#### [PROBLEM REQUIREMENTS]
Nothing but the lines from the one with "background: @baseLight;" through the final line of the listing should appear in the answer, each copied exactly.

#### [MATERIAL PROVIDED]

PR #1117, opened 2012-10-11
[#2460] Disable preview button if you have unsaved changes. This way you...

ScottDowne:
... cannot preview. One disabled state for buttons. Changing title opens share and saves.

### DIFF
--- a/css/buttons.less
+++ b/css/buttons.less
@@ -37,6 +37,12 @@
   }
 }
 
+
+.butter-btn.butter-disabled {
+  opacity: 0.5;
+  cursor: not-allowed;
+}
+
 // Colors
 .btn-light {
   background: @baseLight;
@@ -60,12 +66,6 @@
   box-shadow: inset 0 1px 0 lighten( @green, 10% );
   &:hover {
     color: #FFF;
-  }
-
-  &.disabled {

#### [SOLUTION TO THE PROBLEM]
   background: @baseLight;
@@ -60,12 +66,6 @@
   box-shadow: inset 0 1px 0 lighten( @green, 10% );
   &:hover {
     color: #FFF;
-  }
-
-  &.disabled {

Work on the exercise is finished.